More Uses for Data Providers

In certain cases, it can be beneficial to use a DataProvider not just for displaying documents, but also to write data. Certain APIs, such as XfdfFormatter and DocumentJsonFormatter, already allow you to use a DataProvider for the input. When using the OutputStreamAdapter, you can also use the same DataProvider for the output, so long as it implements WritableDataProvider.

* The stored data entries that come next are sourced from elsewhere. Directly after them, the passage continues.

Issue #914, opened 2017-08-09
Upgrade Ruby to Version 2.4.2


tampakis:
We're still on version 2.2.3. Technically Blacklight isn't supported on that version.

tampakis:
Ansiblize!

jrgriffiniii:
Within Ubuntu 16.04 LTS environments, only Ruby release 2.3.1 is available as a dkpg:
```
[...]
Welcome to Ubuntu 16.04.3 LTS [...]
[...]
user@some-host:~$ ruby --version
ruby 2.3.1p112 [...]
```

Hence, the scope of this update has been downgraded.

jrgriffiniii:
Proposed solutions related to infrastructure and modifications to Ansible Roles have been outlined in https://github.com/pulibrary/princeton_ansible/issues/134

PR #1074, opened 2017-12-19
Add .ruby-version for version managers such as chruby, fixes #1027

### LINKED ISSUE #1027: Add ruby version to Gemfile, .ruby-version
Questions:
* I've added a `.ruby-version` to be used by chruby. Not sure whether this would be compatible with whatever ruby version managers y'all are using. Do you prefer me to check in this file or add it to `.gitignore`?

* How do y'all feel about adding the ruby version to the Gemfile? This will make it impossible to run under a different version.

hackmastera:


escowles:
We're using 2.3.1 for Travis (https://github.com/pulibrary/orangelight/blob/master/.travis.yml#L4) — shouldn't we be using the same here?

hackmastera:
hm, I was basing it on https://github.com/pulibrary/orangelight/issues/914 which I think reflects the actual production boxes, except for one which is running a later version (don't remember which exactly).

If our prod boxes are 2.2.3 maybe we should change travis.

escowles:
Yes, switching Travis to 2.2.3 seems reasonable to me, until we can upgrade the production boxes to 2.4.x.

hackmastera:
okay, pushed that up so I guess we'll see if travis likes it!

PR #1078, opened 2017-12-19
Use bibdata-dev in development

hackmastera:


config/requests.yml
```diff
@@ -13,6 +13,8 @@ defaults: &defaults
 development:
   <<: *defaults
   voyager_ub_id: 1@DB
+  bibdata_base: https://bibdata-dev.princeton.edu
+  stackmap_base: https://bibdata-dev.princeton.edu/locations/map
```
kevinreiss: @hackmastera I don't think we need the stackmap_base key set any more. That one was purged when we took that code out of bibdata last week.

hackmastera: oh, great. thanks will take care of it.

hackmastera:
@kevinreiss made that change; this is ready

Issue #1082, opened 2017-12-19
Stub server-side calls to external APIs with webmock


hackmastera:
breaking this out from #656

PR #1083, opened 2017-12-19
Stub bibdata holding_locations with webmock

hackmastera:
refs #1082


hackmastera:
So I didn't do this because I thought we'd be using puffing_billy, but since we're not another option on this PR would be to put a global `before` to stub that bibdata `holding_locations` in every test. A little over 1/4 of tests use it. I'm not sure how much overhead this would add.

PR #1098, opened 2017-12-27
add null alt attribute to book covers

### LINKED ISSUE #1061: Book covers must have alt tags
Level A violation: Images must have alternate text.

Book covers in this context should be treated as decorative elements so a null alt tag is sufficient. Add `alt=""` to [book covers](https://github.com/pulibrary/orangelight/blob/d8bdd5d626fd7523f75580dc0248e6352625cd64/app/assets/javascripts/book_covers.js.coffee#L36) `img` tag.

tampakis:
Adds a null alt attribute to book covers to indicate decorative function. Closes #1061.


axamei:
👍

PR #1100, opened 2017-12-27
Refactors the generation of markup for online and physical item holdings

### LINKED ISSUE #1048: Streamline links to digital content on the same page
Currently, we display links in the online content box that go through a couple of lookups and eventually redirect to the same page (when the viewer is at the bottom of the page).

We should be able to figure that out and just have a relative link to "#view" and make the link text something like "digital content below"

jrgriffiniii:
Resolves #1048 (partially)

### DIFF
--- a/app/services/holding_requests_adapter.rb
+++ b/app/services/holding_requests_adapter.rb
@@ -1,0 +1,172 @@
+# Adapter for SolrDocument instances and the Bibdata Class
+class HoldingRequestsAdapter
+  attr_reader :document
+
+  # Construct the interface for the Solr Document and Bib. Data API
+  # @param document [SolrDocument]
+  # @param bib_data_service [Bibdata]
+  def initialize(document, bib_data_service)
+    @document = document
+    @bib_data_service = bib_data_service
+  end
+
+  # Retrieve the ID for the Solr Document
+  # @return [String] the ID value
+  def doc_id
+    @document.fetch('id')
+  end
+
+  # Access the holding locations from Bib. Data
+  # @return [Hash] location hash structure
+  delegate :holding_locations, to: :@bib_data_service
+
+  # Retrieve the holdings information from the Solr Document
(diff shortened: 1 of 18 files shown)


app/services/holding_requests_adapter.rb
```diff
@@ -0,0 +1,172 @@
...
+    holding['call_number_browse'] || holding['call_number']
+  end
+
+  # Determine whether or not the holding is for a repository item
+  # @return [TrueClass, FalseClass]
+  def repository_holding?(holding)
+    holding['dspace']
+  end
+
+  # Determine whether or not the holding is for a ReCAP item
```
kevinreiss: Technically this would only test for "scsb" partner recap holdings. PUL has a lot of "recap" items we own at location code that don't start with "scsb".  We might want to use a different name for this method.

jrgriffiniii: @kevinreiss Thank you correcting this, I have updated the method names for `HoldingRequestsAdapter#recap_holding?` and `PhysicalHoldingsMarkupBuilder.recap_location?` in order to have this resolved.

However there appear to be cases where this is in place outside of this PR (please see https://github.com/pulibrary/orangelight/blob/master/app/helpers/orangelight/browsables_helper.rb#L3).  I can address these within the scope of this PR as well, or open another issue for this.

kevinreiss: @jrgriffiniii Looking at this a little more I can see that all the scsb related code that was added to the helpers uses a prefix of ```recap_``` for the method names when I really should have used something more specific like```scsb_```.  These all seem to only provide behaviors specific to the SCSB partner records. https://github.com/pulibrary/orangelight/pull/1100/files?diff=unified#diff-a213c754c47e851ef2a146f5397d902eR192 is another example of this. For the sake of clarity do you think it is worth going through all of them and making this change?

Let’s look at an example of how to store your XFDF data encrypted:

val file = ...
val annotations = ...
val formFields = ...
// `AesDataProvider` is a sample data provider found in our Catalog app.
val dataProvider = AesDataProvider(file.canonicalPath, BASE64_ENCRYPTION_KEY)

// Export all annotations in the document to our data provider.
XfdfFormatter.writeXfdf(document,
    annotations,
    formFields,
    OutputStreamAdapter.Builder.fromDataProvider(dataProvider).build())

// You can use the same data provider for reimporting.
val parsedAnnotations = XfdfFormatter.parseXfdf(document, dataProvider)
File file = ...
List<Annotation> annotations = ...
List<FormField> formFields = ...
// `AesDataProvider` is a sample data provider found in our Catalog app.
AesDataProvider dataProvider = new AesDataProvider(file.canonicalPath,
    BASE64_ENCRYPTION_KEY);

// Export all annotations in the document to our data provider.
XfdfFormatter.writeXfdf(getDocument(),
    annotations,
    formFields,
    OutputStreamAdapter.Builder.fromDataProvider(dataProvider).build());

// You can use the same data provider for reimporting.
List<Annotation> parsedAnnotations = XfdfFormatter.parseXfdf(getDocument(),
    dataProvider);

Writing Strategies

The OutputStreamAdapter can use a different WritingStrategy depending on the requirements of the given DataProvider. By default, we provide two WritingStrategy implementations:

  1. DirectWritingStrategy — This writes immediately to the DataProvider and is used by default.

  2. TempFileWritingStrategy — This writes to a temporary file and only commits it to the DataProvider once all data is ready. This is useful if the operation writing to your DataProvider is simultaneously reading from it.